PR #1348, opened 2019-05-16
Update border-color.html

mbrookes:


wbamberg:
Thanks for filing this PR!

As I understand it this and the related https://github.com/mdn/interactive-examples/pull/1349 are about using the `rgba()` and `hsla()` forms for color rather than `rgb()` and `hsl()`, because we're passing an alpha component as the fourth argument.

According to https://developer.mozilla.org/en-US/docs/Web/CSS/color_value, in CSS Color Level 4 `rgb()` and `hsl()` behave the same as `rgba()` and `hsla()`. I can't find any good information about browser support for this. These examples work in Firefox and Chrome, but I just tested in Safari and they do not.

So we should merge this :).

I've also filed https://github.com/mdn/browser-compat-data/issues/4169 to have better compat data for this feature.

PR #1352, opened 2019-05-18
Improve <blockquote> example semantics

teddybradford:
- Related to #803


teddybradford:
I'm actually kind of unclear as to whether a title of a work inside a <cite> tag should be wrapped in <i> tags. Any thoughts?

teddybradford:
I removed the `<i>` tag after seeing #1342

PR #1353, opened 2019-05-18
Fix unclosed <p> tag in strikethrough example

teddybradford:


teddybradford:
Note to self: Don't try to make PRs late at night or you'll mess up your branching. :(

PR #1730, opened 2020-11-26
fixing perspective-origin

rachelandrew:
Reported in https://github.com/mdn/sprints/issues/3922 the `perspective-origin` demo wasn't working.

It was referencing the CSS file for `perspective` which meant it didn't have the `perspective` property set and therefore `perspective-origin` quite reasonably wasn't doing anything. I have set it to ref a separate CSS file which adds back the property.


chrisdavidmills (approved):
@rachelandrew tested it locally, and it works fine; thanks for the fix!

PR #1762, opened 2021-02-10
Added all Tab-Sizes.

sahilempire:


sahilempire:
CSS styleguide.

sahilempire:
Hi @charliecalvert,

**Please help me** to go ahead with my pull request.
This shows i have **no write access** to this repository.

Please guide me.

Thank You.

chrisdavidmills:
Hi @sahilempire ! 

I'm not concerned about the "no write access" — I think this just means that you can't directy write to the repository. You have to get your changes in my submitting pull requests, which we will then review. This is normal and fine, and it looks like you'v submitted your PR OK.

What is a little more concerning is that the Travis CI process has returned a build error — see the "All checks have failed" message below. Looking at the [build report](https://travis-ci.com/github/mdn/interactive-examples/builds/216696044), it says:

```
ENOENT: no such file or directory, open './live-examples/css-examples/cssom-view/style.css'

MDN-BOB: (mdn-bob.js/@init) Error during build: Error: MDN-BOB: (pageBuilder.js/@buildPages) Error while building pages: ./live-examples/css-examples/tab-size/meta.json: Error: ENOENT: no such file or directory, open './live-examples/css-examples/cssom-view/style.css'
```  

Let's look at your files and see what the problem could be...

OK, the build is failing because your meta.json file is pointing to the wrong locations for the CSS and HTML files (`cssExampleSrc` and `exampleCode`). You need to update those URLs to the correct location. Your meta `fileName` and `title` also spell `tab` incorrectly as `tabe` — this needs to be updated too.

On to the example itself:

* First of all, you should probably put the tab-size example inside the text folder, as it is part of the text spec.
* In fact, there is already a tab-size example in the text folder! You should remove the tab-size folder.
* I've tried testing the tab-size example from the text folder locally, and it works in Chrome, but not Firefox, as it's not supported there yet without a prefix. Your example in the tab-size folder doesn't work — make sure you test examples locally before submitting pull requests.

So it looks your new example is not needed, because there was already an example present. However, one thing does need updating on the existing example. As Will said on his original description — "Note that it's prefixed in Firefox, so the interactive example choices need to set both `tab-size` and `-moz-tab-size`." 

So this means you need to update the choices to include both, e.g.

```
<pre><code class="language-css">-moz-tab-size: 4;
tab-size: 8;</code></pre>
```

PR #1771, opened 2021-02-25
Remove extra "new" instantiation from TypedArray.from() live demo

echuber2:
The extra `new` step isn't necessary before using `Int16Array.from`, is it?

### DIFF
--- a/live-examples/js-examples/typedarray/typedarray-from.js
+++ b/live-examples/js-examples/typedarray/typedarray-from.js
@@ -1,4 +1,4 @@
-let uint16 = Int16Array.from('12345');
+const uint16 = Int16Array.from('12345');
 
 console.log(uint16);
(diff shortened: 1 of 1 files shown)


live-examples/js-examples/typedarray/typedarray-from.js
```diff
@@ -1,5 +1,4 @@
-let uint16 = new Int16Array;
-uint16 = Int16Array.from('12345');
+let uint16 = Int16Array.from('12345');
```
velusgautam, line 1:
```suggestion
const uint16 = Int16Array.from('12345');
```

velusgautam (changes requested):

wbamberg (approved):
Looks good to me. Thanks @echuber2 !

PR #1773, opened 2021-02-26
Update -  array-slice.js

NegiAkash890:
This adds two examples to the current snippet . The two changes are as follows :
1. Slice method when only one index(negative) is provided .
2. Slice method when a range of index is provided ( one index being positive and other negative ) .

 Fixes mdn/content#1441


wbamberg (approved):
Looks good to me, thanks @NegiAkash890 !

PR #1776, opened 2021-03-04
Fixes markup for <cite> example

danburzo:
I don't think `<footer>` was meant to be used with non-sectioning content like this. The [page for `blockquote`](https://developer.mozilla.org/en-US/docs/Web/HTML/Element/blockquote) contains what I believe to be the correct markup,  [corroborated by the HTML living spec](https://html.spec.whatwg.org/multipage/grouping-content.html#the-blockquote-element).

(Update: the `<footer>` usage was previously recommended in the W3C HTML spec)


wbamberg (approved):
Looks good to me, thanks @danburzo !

• [Work instruction]
Look through the data above and return each line where the string "perspective" occurs.

• [Response to this task]
fixing perspective-origin
Reported in https://github.com/mdn/sprints/issues/3922 the `perspective-origin` demo wasn't working.
It was referencing the CSS file for `perspective` which meant it didn't have the `perspective` property set and therefore `perspective-origin` quite reasonably wasn't doing anything. I have set it to ref a separate CSS file which adds back the property.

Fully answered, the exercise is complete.